- _ABOUT THIS EXERCISE_:
Wherever the string "Clear" appears in a line of the listing below, report that line.

(MATERIAL SUPPLIED)

PR #15671, opened 2024-03-26
Clear RenderBox on DragBox Deactivation

### LINKED ISSUE #15571: Clear RenderBox on DragBox Deactivation

Users usually interact map with `Dragbox` and that interaction could be canceled as it fires `boxcancel` event according to [document](https://openlayers.org/en/v7.5.2/apidoc/module-ol_interaction_DragBox.DragBoxEvent.html#event:boxcancel).

Developers might need to implement "canceling drag" case, such like "when user press Escape, stop to drag". But there's no functions to handle this except `setActive(false)`.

(End MATERIAL SUPPLIED)

- _EXERCISE OUTPUT_:
Clear RenderBox on DragBox Deactivation
### LINKED ISSUE #15571: Clear RenderBox on DragBox Deactivation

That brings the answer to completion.